I am having a problem with malfunctioning conditional formatting in Excel 2010, whereby "traffic lights" occasionally have the wrong color. I have several KPIs, with the same "traffic light"-style conditional formatting applied across the cell range: most traffic lights are correct, but some aren't. Monkeying around with, for example, clearing the cell's format and either re-defining it, or copying the format from a different cell, typically helps, but sometimes it does not, and then I am stuck and have to clear the cell's conditional formatting and paste ("hardcode") the appropriate traffic-light image onto it. Can anyone suggest a "traffic lights" implementation that does not depend on Excel's conditional formatting?
1 Answers
I was able to reproduce the apparent rogue behaviour you described and may have a solution for you.
Columns A correct; column C not-so-much
Column C has a three icon Conditional Format rule as you described using 100 and 75 as the Value and Percentage as the Type. Column A (which appears to work correctly) uses 1 and 0.75 as the Value and Number as the Type.
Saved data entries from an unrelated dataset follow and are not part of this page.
PR #21821, opened 2022-06-22
bazel: Use experimental flags for fetching coverage output

phlax:

Commit Message:
Additional Description:

@lizan this is more of a question than anything

trying to track down why coverage is so much slower in postsubmit then presubmit and it would appear that its because postsubmit is set with `--nocache-test-results`

not sure why this is, whether it makes any difference if it they never pass/fail independently, and whether we can remove this flag

i saw some discussion of using this flag to workaround rbe not giving back all test results so wondered if this was related - hence proposed change, but im not sure how helpful that is

Risk Level:
Testing:
Docs Changes:
Release Notes:
Platform Specific Features:
[Optional Runtime guard:]
[Optional Fixes #Issue]
[Optional Deprecated:]

### DIFF
--- a/ci/build_setup.sh
+++ b/ci/build_setup.sh
@@ -86,7 +86,9 @@ trap cleanup EXIT
 
 "$(dirname "$0")"/../bazel/setup_clang.sh "${LLVM_ROOT}"
 
-[[ "${BUILD_REASON}" != "PullRequest" ]] && BAZEL_EXTRA_TEST_OPTIONS+=("--nocache_test_results")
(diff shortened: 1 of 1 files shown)


phlax:
thanks - i think i understand

> If we're going to do a daily run on main and/or release branches

i was already thinking of adding this for the release branches so we can pick up problems like the ones resolved recently with unpinned deps bitrotting

i guess my main reservation with scheduled tests is that they can be more easily ignored, altho not sure iiuc how caching works here so maybe that is not an issue in this case

ill close this  as it was mostly raised to try and clarify the situation and think about setting up scheduled jobs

Raw numerical values instead of percentages in Value text box(es)
So it would appear that Excel 2007 does not handle converting percentages within Conditional Formatting as well as it should. You shouldn't have to change the display of the values within your worksheet. Just modify the conditional format rules to use the underlying values of your percentages and Number in place of Percentage as the Type.
Delving a little deeper into this showed that using 100% and 75% (as opposed to 100 and 75 sans % symbol) for the Value(s)s while maintaining Percentage as the Type will get Excel to change these on-the-fly to 1 and 0.75 when you leave the corresponding Value text box while retaining Percentage as the Type. This seems contradictory to me, but it does provide the correct green-yellow-red traffic light behaviour.